PR #715, opened 2024-09-15
Solution

dpiuro:


dpiuro:
image
image
image
image
image
image

taxi/forms.py
```diff
@@ -0,0 +1,60 @@
+from symtable import Class
```
MNDonut: :eyes: :eyes: :eyes:

taxi/forms.py
```diff
@@ -0,0 +1,60 @@
...
+                license_number[:3].isalpha() and license_number[:3].isupper()
+        ):
+            raise forms.ValidationError(
+                "The first 3 characters must be uppercase letters."
+            )
+        if not license_number[3:].isdigit():
+            raise forms.ValidationError(
+                "The last 5 characters must be digits."
+            )
+        return license_number
```
MNDonut: create a mixin because you use the same piece of code twice

taxi/views.py
```diff
@@ -87,3 +95,45 @@ class DriverListView(LoginRequiredMixin, generic.ListView):
...
+    model = get_user_model()
+    form_class = DriverCreationForm
+    template_name = "taxi/driver_form.html"
+    success_url = reverse_lazy("taxi:driver-list")
+
+
+class DriverDeleteView(DeleteView):
+    model = get_user_model()
+    template_name = "taxi/driver_confirm_delete.html"
+    success_url = reverse_lazy("taxi:driver-list")\
```
MNDonut: redundant \ at the end

taxi/views.py
```diff
@@ -87,3 +95,45 @@ class DriverListView(LoginRequiredMixin, generic.ListView):
...
+    model = get_user_model()
+    form_class = DriverLicenseUpdateForm
+    template_name = "taxi/driver_license_update_form.html"
+    success_url = reverse_lazy("taxi:driver-list")
+
+
+@login_required
+def assign_remove_driver(request, pk):
+    car = get_object_or_404(Car, pk=pk)
+    if request.user in car.drivers.all():
```
MNDonut: use .exists() so that db uses WHERE and EXISTS at the same time because otherwise you firstly fetch 1 000 000 records and then python loops through all records to check "in" condition

templates/taxi/car_detail.html
```diff
@@ -1,22 +1,30 @@
...
+    {% empty %}
+      <li>No drivers assigned</li>
     {% endfor %}
   </ul>
+
+  <!-- Check if the current user is already a driver for this car -->
+  {% if request.user in car.drivers.all %}
+    <form method="post" action="{% url 'taxi:assign-remove-driver' car.pk %}">
+      {% csrf_token %}
+      <button type="submit" class="btn btn-danger">Remove me from this car</button>
```

MNDonut (changes requested):

taxi/forms.py
```diff
@@ -0,0 +1,41 @@
+from django import forms
+from .models import Driver, Car
+
+
+class LicenseNumberValidatorMixin:
+    def validate_license_number(self, license_number):
+        if len(license_number) != 8:
```
Oleksl888, line 30: Would be much easier to use RegexValidator instead

taxi/forms.py
```diff
@@ -0,0 +1,41 @@
...
+
+    def clean_license_number(self):
+        license_number = self.cleaned_data.get("license_number")
+        return self.validate_license_number(license_number)
+
+
+class DriverCreationForm(forms.ModelForm):
+    class Meta:
+        model = Driver
+        fields = ["username", "license_number"]
```
Oleksl888: Driver is also a User. Should there be a password too? Also password must have some special treatment right?

taxi/forms.py
```diff
@@ -0,0 +1,41 @@
+from django import forms
+from .models import Driver, Car
```
Oleksl888: fix relative imports here

taxi/views.py
```diff
@@ -1,9 +1,17 @@
...
+    ModelForm,
+    CheckboxSelectMultiple,
+    ModelMultipleChoiceField
+)
+from django.shortcuts import render, get_object_or_404, redirect
+from django.urls import reverse_lazy, reverse
+from django.views import generic
+from django.views.generic import CreateView, DeleteView, UpdateView
 
+from .forms import DriverCreationForm, DriverLicenseUpdateForm
```
Oleksl888: change relative imports here too

taxi/views.py
```diff
@@ -87,3 +96,44 @@ class DriverListView(LoginRequiredMixin, generic.ListView):
...
+def assign_remove_driver(request, pk):
+    car = get_object_or_404(Car, pk=pk)
+    if car.drivers.filter(id=request.user.id).exists():
+        car.drivers.remove(request.user)
+    else:
+        car.drivers.add(request.user)
+    return redirect(reverse("taxi:car-detail", kwargs={"pk": car.pk}))
+
+
+class CarCreationForm(ModelForm):
```
Oleksl888: Form should be in the forms.py

taxi/views.py
```diff
@@ -87,3 +96,44 @@ class DriverListView(LoginRequiredMixin, generic.ListView):
...
+
+class DriverLicenseUpdateView(UpdateView):
+    model = get_user_model()
+    form_class = DriverLicenseUpdateForm
+    template_name = "taxi/driver_license_update_form.html"
+    success_url = reverse_lazy("taxi:driver-list")
+
+
+@login_required
+def assign_remove_driver(request, pk):
```
Oleksl888: You can put logic to assign/remove driver into post method of CarDetailView. This way you don't need to create extra view and url endpoint.
You will need to update action on form on car detail template to send value to the cardetailview.

templates/taxi/car_detail.html
```diff
@@ -1,22 +1,29 @@
...
   <ul>
     {% for driver in car.drivers.all %}
       <li>{{ driver.username }} ({{ driver.first_name }} {{ driver.last_name }})</li>
+    {% empty %}
+      <li>No drivers assigned</li>
     {% endfor %}
   </ul>
+  
+ {% if request.user in car.drivers.all %}
+  <form method="post" action="{% url 'taxi:assign-remove-driver' car.pk %}">
```
Oleksl888: make it into one form and adjust so it can set driver in CarDetailView

templates/taxi/driver_license_update_form.html
```diff
@@ -0,0 +1,11 @@
+{% extends "base.html" %}
```
Oleksl888: you don't need to create an extra template for this. You can just use yes|no on driver_form

taxi_service_db_data.json
Oleksl888, line 1: why delete this?

Oleksl888 (changes requested):

taxi_service_db_data.json
dpiuro: Accidentally, i already have this data in db, I'll be more careful in future

Arsen-hrynevych (approved):
Overall ok

PR #717, opened 2024-09-15
first_try

yashkunn:


yashkunn:
image
image
image
image
image
image
image
image

taxi/models.py
```diff
@@ -15,7 +20,15 @@ def __str__(self):
...
 
 class Driver(AbstractUser):
-    license_number = models.CharField(max_length=255, unique=True)
+    license_number = models.CharField(
+        max_length=255,
+        unique=True,
+        validators=[
+            MinLengthValidator(8),
+            MaxLengthValidator(8),
+            RegexValidator(r"^[A-Z]{3}\d{5}$"),
```
MNDonut: do you need min and max validators if your regex checks exactly 8 characters?

templates/taxi/car_detail.html
```diff
@@ -19,4 +19,15 @@ <h1>Drivers</h1>
       <li>{{ driver.username }} ({{ driver.first_name }} {{ driver.last_name }})</li>
     {% endfor %}
   </ul>
+  {% if request.user in car.drivers.all %}
```

MNDonut (changes requested):

taxi/models.py
```diff
@@ -15,7 +20,13 @@ def __str__(self):
 
 
 class Driver(AbstractUser):
-    license_number = models.CharField(max_length=255, unique=True)
+    license_number = models.CharField(
```
Oleksl888: validation should happen on Form as per requirements

taxi/views.py
```diff
@@ -1,9 +1,10 @@
 from django.contrib.auth.decorators import login_required
-from django.shortcuts import render
+from django.shortcuts import render, get_object_or_404, redirect
 from django.urls import reverse_lazy
 from django.views import generic
 from django.contrib.auth.mixins import LoginRequiredMixin
 
+from .forms import DriverCreationForm, DriverLicenseUpdateForm, CarForm
```

taxi/views.py
```diff
@@ -64,18 +65,19 @@ class CarDetailView(LoginRequiredMixin, generic.DetailView):
...
     model = Car
-    fields = "__all__"
+    form_class = CarForm
     success_url = reverse_lazy("taxi:car-list")
 
 
 class CarUpdateView(LoginRequiredMixin, generic.UpdateView):
     model = Car
-    fields = "__all__"
+    form_class = CarForm
```
Oleksl888: there is no requirement to override carupdateview

taxi/views.py
```diff
@@ -64,18 +65,19 @@ class CarDetailView(LoginRequiredMixin, generic.DetailView):
...
     success_url = reverse_lazy("taxi:car-list")
 
 
 class CarDeleteView(LoginRequiredMixin, generic.DeleteView):
     model = Car
+    queryset = Car.objects.all().prefetch_related("drivers")
```
Oleksl888: omit using .all() - prefetch_related will pull all the records anyway

taxi/views.py
```diff
@@ -87,3 +89,54 @@ class DriverListView(LoginRequiredMixin, generic.ListView):
 class DriverDetailView(LoginRequiredMixin, generic.DetailView):
     model = Driver
     queryset = Driver.objects.all().prefetch_related("cars__manufacturer")
+
+    def get_success_url(self) -> str:
```
Oleksl888, line 108: it is not necessary to set `get_success_url` if `get_absolute_url` is defined in your model.

taxi/views.py
```diff
@@ -87,3 +89,54 @@ class DriverListView(LoginRequiredMixin, generic.ListView):
...
+    template_name = "taxi/driver_license_update.html"
+
+    def get_success_url(self) -> str:
+        return reverse_lazy(
+            "taxi:driver-detail",
+            kwargs={"pk": self.object.pk}
+        )
+
+
+@login_required
```

templates/taxi/car_detail.html
```diff
@@ -19,4 +19,15 @@ <h1>Drivers</h1>
...
+    <form action="{% url "taxi:remove-driver" pk=car.id %}" method="post">
```
Oleksl888: Keep only one form and adjust so it can set driver in CarDetailView

Oleksl888 (changes requested):

taxi/models.py
```diff
@@ -1,4 +1,7 @@
 from django.db import models
+from django.core.validators import (
```
Oleksl888: clean up import - it is not used here anymore

taxi/forms.py
```diff
@@ -0,0 +1,52 @@
...
+        fields = (
+            UserCreationForm.Meta.fields
+            + ("first_name", "last_name", "license_number",)
+        )
+
+    def clean_license_number(self):
+        return validate_license_number(self.cleaned_data["license_number"])
+
+
+class DriverLicenseUpdateForm(forms.ModelForm):
```
Oleksl888, line 21: inherit this from DriverCreateForm and just override fields in meta so you dont have code repetition

taxi/views.py
Oleksl888: This is not done - please move this logic to the post method of your CarDetailView

templates/taxi/car_detail.html
Oleksl888: not done

Oleksl888 (changes requested):

taxi/forms.py
Nattalli: okay, but you were asked to inherit that class:
```
class DriverLicenseUpdateForm(DriverCreationForm):
```
but your solution also could be, but less responds to SOLID principles

taxi/forms.py
```diff
@@ -0,0 +1,52 @@
...
+class CarForm(forms.ModelForm):
+    drivers = forms.ModelMultipleChoiceField(
+        queryset=get_user_model().objects.all(),
+        widget=forms.CheckboxSelectMultiple,
+        required=False
+    )
+
+    class Meta:
+        model = Car
+        fields = "__all__"
```
Nattalli: don't recommend use `fields = "__all__"`

templates/taxi/car_detail.html
```diff
@@ -19,4 +19,15 @@ <h1>Drivers</h1>
...
+
+  <form method="post">
+    {% csrf_token %}
+    {% if request.user in car.drivers.all %}
+      <input type="hidden" name="action" value="Delete">
+      <button type="submit" class="btn btn-danger">Delete me from this car</button>
+    {% else %}
+      <input type="hidden" name="action" value="Add">
+      <button type="submit" class="btn btn-success">Assign me to this car</button>
+    {% endif %}
```
Nattalli, line 31: does these buttons change anything? I believe you should add new endpoints for that action

Nattalli (changes requested):

templates/taxi/car_detail.html
yashkunn: these buttons work and provide the set in the conditions of the task

taxi/forms.py
oliasymak24: You didn't change it

oliasymak24 (changes requested):

LiudmylaKulinchenko (approved):
Good job 😇

PR #720, opened 2024-09-16
Implementation to Solution of this task

Ivan-Shakhman:
solution


taxi/views.py
```diff
@@ -1,9 +1,10 @@
 from django.contrib.auth.decorators import login_required
-from django.shortcuts import render
+from django.shortcuts import render, get_object_or_404, redirect
 from django.urls import reverse_lazy
 from django.views import generic
 from django.contrib.auth.mixins import LoginRequiredMixin
 
+from .forms import DriverCreateForm, DriverLicenseUpdateForm, CarForm
```
Oleksl888: use app name here to avoid relative imports

taxi/views.py
```diff
@@ -64,18 +65,19 @@ class CarDetailView(LoginRequiredMixin, generic.DetailView):
...
 class CarUpdateView(LoginRequiredMixin, generic.UpdateView):
     model = Car
-    fields = "__all__"
+    form_class = CarForm
     success_url = reverse_lazy("taxi:car-list")
 
 
 class CarDeleteView(LoginRequiredMixin, generic.DeleteView):
     model = Car
+    form_class = CarForm
```
Oleksl888: no need to use form on delete view

taxi/views.py
```diff
@@ -64,18 +65,19 @@ class CarDetailView(LoginRequiredMixin, generic.DetailView):
...
     model = Car
-    fields = "__all__"
+    form_class = CarForm
     success_url = reverse_lazy("taxi:car-list")
 
 
 class CarUpdateView(LoginRequiredMixin, generic.UpdateView):
     model = Car
-    fields = "__all__"
+    form_class = CarForm
```
Oleksl888: there is no requirement to change form on update view

taxi/views.py
```diff
@@ -84,6 +86,39 @@ class DriverListView(LoginRequiredMixin, generic.ListView):
     paginate_by = 5
 
 
+class DriverCreateView(LoginRequiredMixin, generic.CreateView):
+    model = Driver
+    form_class = DriverCreateForm
```
Oleksl888, line 104: what about success_url?

taxi/views.py
```diff
@@ -84,6 +86,39 @@ class DriverListView(LoginRequiredMixin, generic.ListView):
...
+    model = Driver
+    form_class = DriverLicenseUpdateForm
+
+
 class DriverDetailView(LoginRequiredMixin, generic.DetailView):
     model = Driver
     queryset = Driver.objects.all().prefetch_related("cars__manufacturer")
+
+
+@login_required
```
Oleksl888: Try to include this logic in CarDetailView - override post method to add/remove driver to car through related fields. You will also need to adjust your form on a template to pass car_id

taxi/forms.py
```diff
@@ -0,0 +1,47 @@
...
+
+
+class DriverLicenseUpdateForm(forms.ModelForm):
+    class Meta(UserCreationForm.Meta):
+        model = Driver
+        fields = ("license_number",)
+
+    def clean_license_number(self):
+        license_number = self.cleaned_data["license_number"]
+        if len(license_number) != 8:
```
Oleksl888: 1. Use MaxLengthValidator and RegexValidator here
2. Instead of using clean define a field like so:
```
license_number = forms.CharField(
        validators=[

File: taxi/forms.py [hunk 7]
```diff
@@ -0,0 +1,47 @@
...
+        ):
+            raise ValidationError("First 3 characters must be uppercase chars")
+        try:
+            int(license_number[3:])
+        except ValueError:
+            raise ValidationError("last 5 characters must be a numbers")
+        return license_number
+
+
+class DriverCreateForm(UserCreationForm, DriverLicenseUpdateForm):
```
Oleksl888: Would make sense to make this a parent class being inherited from class `forms.ModelForm`. In it you add `license_number` with validators.
Then you can inherit `DriverLicenseUpdateForm` from it and only override fields as per task requirements.

taxi/forms.py
```diff
@@ -0,0 +1,47 @@
...
+    class Meta:
+        model = Driver
+        fields = UserCreationForm.Meta.fields + (
```
Oleksl888: we don't need all the fields from usercreation form here

templates/taxi/car_detail.html
```diff
@@ -3,20 +3,35 @@
...
-      Delete
-    </a>
-
-    <a href="{% url 'taxi:car-update' pk=car.id %}" class="btn btn-secondary link-to-page">
-      Update
-    </a>
   </h1>
+  {% if user.is_authenticated %}
+      {% if user not in car.drivers.all %}
+        <form action= "{% url 'taxi:add-driver' pk=car.id %}" method="post">
```
Oleksl888: This can be one form with different inputs and different values that you will later compare in your view. Also you can include a hidden field here with car_id so you can pull it out in post method in your car detail view

Oleksl888 (changes requested):

.flake8
```diff
@@ -6,5 +6,5 @@ max-complexity = 18
 select = B,C,E,F,W,T4,B9,Q0,N8,VNE
 exclude =
     **migrations
-    venv
+    .venv
```
Oleksl888: revert these changes please

taxi/forms.py
```diff
@@ -0,0 +1,42 @@
...
+from django.forms import ModelForm
+
+from taxi.models import Driver, Car
+
+
+class DriverCreateForm(forms.ModelForm):
+    license_number = forms.CharField(
+        validators=[
+            MaxLengthValidator(8),
+            RegexValidator(regex=r"^[A-Z]{3}\d{5}$")
```
Oleksl888: Adding a message to validation error is a good practice

taxi/forms.py
```diff
@@ -0,0 +1,42 @@
...
+        fields = (
+            "username",
+            "password",
+            "email",
+            "license_number",
+        )
+
+
+class DriverLicenseUpdateForm(DriverCreateForm):
+    class Meta(UserCreationForm.Meta):
```
Oleksl888: would make sense to inherit Meta from DriverCreateForm or just make it all new - usercreation meta has nothing to do here

taxi/views.py
```diff
@@ -84,6 +86,32 @@ class DriverListView(LoginRequiredMixin, generic.ListView):
     paginate_by = 5
 
 
+class DriverCreateView(LoginRequiredMixin, generic.CreateView):
+    model = Driver
+    form_class = DriverCreateForm
+    success_url = reverse_lazy("/")
```
Oleksl888: use namespaces for redirect urls

taxi/views.py
Oleksl888: You can put logic from this view into post method of CarDetailView. We don't need to create extra view and endpoint to handle adding/deleting driver.

1. Add an empty form on car detail template that will send value 'Add' or 'Delete'
3. You override post method in CarDetailView and check values that you received in if condition (you basically slightly modify code in your function view below and put in post method).

templates/taxi/car_detail.html
```diff
@@ -3,20 +3,33 @@
...
     {{ car.model }}
-    <a href="{% url 'taxi:car-delete' pk=car.id %}" class="btn btn-danger link-to-page">
-      Delete
-    </a>
-
-    <a href="{% url 'taxi:car-update' pk=car.id %}" class="btn btn-secondary link-to-page">
-      Update
-    </a>
   </h1>
+  {% if car in user.cars.all %}
```
Oleksl888: maybe refactor this to if `user in car.drivers.all` and add prefetch on the view to fix n+1 problem

Oleksl888 (changes requested):

templates/taxi/driver_license_form.html
```diff
@@ -0,0 +1,8 @@
+{% extends "base.html" %}
+{% block content %}
+  <form action="" method="post">
+    {% csrf_token %}
+
+    <input type="submit" value="Yes" class="btn btn-danger">
+  </form>
+{% endblock %}
```
Nattalli: add empty line

templates/taxi/driver_form.html
```diff
@@ -0,0 +1,12 @@
...
+{% block content %}
+  <h1>Registration Driver:</h1>
+  <form action="" method="post">
+    {% csrf_token %}
+    {{ form|crispy }}
+    <br>
+    <input type="submit" value="apply">
+
+  </form>
+{% endblock %}
```
Nattalli: add empty line

templates/taxi/driver_confirm_delete.html
```diff
@@ -0,0 +1,11 @@
...
+
+{% block content %}
+  <h1>Delete Driver {{ driver.username }}?</h1>
+  <form action="" method="post">
+    {% csrf_token %}
+
+    <input type="submit" value="Yes" class="btn btn-danger">
+    <a href="{% url 'taxi:driver-detail' pk=driver.id %}" class="btn btn-secondary link-to-page">No</a>
+  </form>
+{% endblock %}
```
Nattalli: add empty line

taxi/forms.py
```diff
@@ -0,0 +1,50 @@
...
+from pyexpat.errors import messages
+
+from taxi.models import Driver, Car
+
+
+class DriverCreateForm(forms.ModelForm):
+    license_number = forms.CharField(
+        validators=[
+            MaxLengthValidator(
+                8,
```
Nattalli: make 8 as a constant

Nattalli (changes requested):
did you forget about that point from the task?

```

**Comment by Nattalli** [comment]
also: **NOTE: Attach screenshots of all created or modified pages to pull request. It's important to attach images not links to them.**

**Comment by Ivan-Shakhman** [comment]
image


image

File: taxi/forms.py [hunk 19]
```diff
@@ -0,0 +1,51 @@
+from django import forms
+from django.contrib.auth import get_user_model
+from django.contrib.auth.forms import UserCreationForm
+from django.core.validators import MaxLengthValidator, RegexValidator
+from django.forms import ModelForm
+from pyexpat.errors import messages
+
+from taxi.models import Driver, Car
+LIMITED_LENGTH = 8
```
Arsen-hrynevych, line 9: add 2 blank lines

taxi/views.py
```diff
@@ -1,10 +1,13 @@
...
-from django.shortcuts import render
+from django.http import HttpResponseRedirect
+from django.shortcuts import render, get_object_or_404, redirect
 from django.urls import reverse_lazy
 from django.views import generic
 from django.contrib.auth.mixins import LoginRequiredMixin
 
-from .models import Driver, Car, Manufacturer
+from taxi.forms import DriverCreateForm, DriverLicenseUpdateForm, CarForm
+from taxi.models import Driver, Car, Manufacturer
```
Arsen-hrynevych, line 10: If importing more than two items, it is better to write them on separate lines. This improves readability and maintenance of the code. 

Example:

From taxi.models import ( 
	Driver,
	Manufacturer,
	Car
)
Read more about topic [here](https://peps.python.org/pep-0008/#imports)

Arsen-hrynevych (approved):
Thanks

PR #722, opened 2024-09-16
Solution

pashawarganov:
Car detail:
image
Driver list:
image
Driver detail:
image
Driver delete:
image
Driver update:
image
Driver create:
image


taxi/forms.py
```diff
@@ -0,0 +1,47 @@
...
+from taxi.models import Driver, Car
+
+
+class DriverLicenseUpdateForm(forms.ModelForm):
+    class Meta:
+        model = Driver
+        fields = ("license_number",)
+
+    def clean_license_number(self):
+        license_number = self.cleaned_data["license_number"]
```
Oleksl888: you can simplify this by using MaxLengthValidator and RegexValidator on license_number field

taxi/views.py
```diff
@@ -64,13 +66,13 @@ class CarDetailView(LoginRequiredMixin, generic.DetailView):
...
     model = Car
-    fields = "__all__"
+    form_class = CarForm
     success_url = reverse_lazy("taxi:car-list")
 
 
 class CarUpdateView(LoginRequiredMixin, generic.UpdateView):
     model = Car
-    fields = "__all__"
+    form_class = CarForm
```
Oleksl888: we don't need to change form on update view

taxi/views.py
```diff
@@ -87,3 +89,37 @@ class DriverListView(LoginRequiredMixin, generic.ListView):
...
+    success_url = reverse_lazy("taxi:driver-list")
+    form_class = DriverLicenseUpdateForm
+
+
+class DriverDeleteView(LoginRequiredMixin, generic.DeleteView):
+    model = Driver
+    success_url = reverse_lazy("taxi:driver-list")
+
+
+def remove_driver_from_car(request, pk):
```
Oleksl888: You can put logic from `remove_driver_from_car` and `assign_driver_to_car` into post method of `CarDetailView`. The reason is that we don't need to create two extra views and two extra endpoints to handle adding/deleting driver.

1. Add an empty form instead of links on car detail template that will send value 'Add' or 'Delete'
3. You override post method in this view and catch those values that you received in if condition and add/remove driver to car through related fields.
4. You will need to figure out how to get car and user in the view's post method to set related fields.

templates/taxi/car_detail.html
```diff
@@ -1,22 +1,38 @@
...
-    <a href="{% url 'taxi:car-update' pk=car.id %}" class="btn btn-secondary link-to-page">
-      Update
-    </a>
   </h1>
   <p>Manufacturer: ({{ car.manufacturer.name }}, {{ car.manufacturer.country }})</p>
-  <h1>Drivers</h1>
-  <hr>
+  <h3>
+    Drivers
+    {% if request.user in car.drivers.all %}
```
Oleksl888: need to fix n+1 problem here and change the below block of code so it sends post request to cardetailview instead

Oleksl888 (changes requested):

taxi/views.py
```diff
@@ -55,22 +57,38 @@ class ManufacturerDeleteView(LoginRequiredMixin, generic.DeleteView):
...
 class CarCreateView(LoginRequiredMixin, generic.CreateView):
     model = Car
-    fields = "__all__"
+    form_class = CarForm
     success_url = reverse_lazy("taxi:car-list")
 
 
 class CarUpdateView(LoginRequiredMixin, generic.UpdateView):
     model = Car
-    fields = "__all__"
```
Oleksl888, line 73: you should keep the fields here

taxi/views.py
```diff
@@ -55,22 +57,38 @@ class ManufacturerDeleteView(LoginRequiredMixin, generic.DeleteView):
 class CarListView(LoginRequiredMixin, generic.ListView):
     model = Car
     paginate_by = 5
-    queryset = Car.objects.all().select_related("manufacturer")
+    queryset = (
+        Car.objects.all()
+        .select_related("manufacturer")
+        .prefetch_related("drivers")
```
Oleksl888: you need prefetch_related on CarDetailView, not here.

Oleksl888 (changes requested):

taxi/views.py
```diff
@@ -60,12 +60,15 @@ class CarListView(LoginRequiredMixin, generic.ListView):
...
-        .prefetch_related("drivers")
     )
 
 
 class CarDetailView(LoginRequiredMixin, generic.DetailView):
     model = Car
+    queryset = (
+        Car.objects.all()
+        .prefetch_related("drivers")
+    )
```
MNDonut: .all() is redundant, every method calls it automatically

MNDonut (changes requested):

Oleksl888 (approved):
Well done! :saluting_face:

PR #946, opened 2025-04-10
Solution

Anollinna:


ntkachenko21 (approved):
good job, but you need to delete old version field with drivers on Car create page

PR #950, opened 2025-04-11
Develop

yarms1:


LLevkovych (changes requested):
You didn't create templates, also didn't create all views

PR #951, opened 2025-04-11
Solution

Kart0l:


taxi/forms.py
```diff
@@ -0,0 +1,58 @@
...
+            raise ValidationError(
+                "License number must be exactly 8 characters."
+            )
+        if not (license_number[:3].isupper() and license_number[:3].isalpha()):
+            raise ValidationError(
+                "First 3 characters must be uppercase letters."
+            )
+        if not license_number[3:].isdigit():
+            raise ValidationError("Last 5 characters must be digits.")
+        return license_number
```
Roksolana-K, line 49: This code is written twice( in class DriverLicenseUpdateForm and DriverCreationForm). You can write it as a function and then just use this function on your classes in order to not repeat yourself.

Roksolana-K (changes requested):
You did a good job! However, I left some comments. Please, check them. 
Also, I can't see the sreenshots of your service, as required on Readme.

PR #952, opened 2025-04-11
Solution

LLevkovych:


taxi/urls.py
```diff
@@ -46,6 +51,18 @@
...
+    path(
+        "drivers/<int:pk>/update/ ",
+        DriverUpdateView.as_view(),
+        name="driver-update"
+    ),
+    path(
+        "drivers/<int:pk>/delete/",
+        DriverDeleteView.as_view(),
+        name="driver-delete"
+    ),
```
Boyok1337: Follow same code style like inline or each item from new line

taxi/views.py
```diff
@@ -1,9 +1,10 @@
 from django.contrib.auth.decorators import login_required
-from django.shortcuts import render
+from django.shortcuts import render, get_object_or_404, redirect
 from django.urls import reverse_lazy
 from django.views import generic
 from django.contrib.auth.mixins import LoginRequiredMixin
 
+from .forms import CarCreationForm, DriverCreationForm, DriverLicenseUpdateForm
```
Boyok1337: Better to use absolute imports instead of relative

taxi/views.py
```diff
@@ -87,3 +88,35 @@ class DriverListView(LoginRequiredMixin, generic.ListView):
...
+    model = Driver
+    success_url = reverse_lazy("taxi:driver-list")
+
+    def get_context_data(self, **kwargs):
+        context = super().get_context_data(**kwargs)
+        context["cancel_url"] = reverse_lazy("taxi:driver-list")
+        return context
+
+
+def assign_to_car(request, pk):
```
Boyok1337: It is better to explicitly specify who will be added to the car

taxi/views.py
```diff
@@ -87,3 +88,35 @@ class DriverListView(LoginRequiredMixin, generic.ListView):
...
+    car = get_object_or_404(Car, pk=pk)
+
+    if request.user in car.drivers.all():
+        car.drivers.remove(request.user)
+    else:
+        car.drivers.add(request.user)
```
Boyok1337: Explicitly add a condition that if the user is not there, then we will add him

Boyok1337 (changes requested):

Boyok1337 (approved):
LGTM!

PR #979, opened 2025-05-05
Solution

olek007:
image
image
image
image
image
image
image
image


olek007:
@mateacademy-ai-mentor 
The condition {% if user in car.drivers.all %} is correct. You can't call function in template
Other issues fixed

[WORK TO COMPLETE] Please say only the number of lines in the data that hold "relative".

[ANSWER SECTION] 4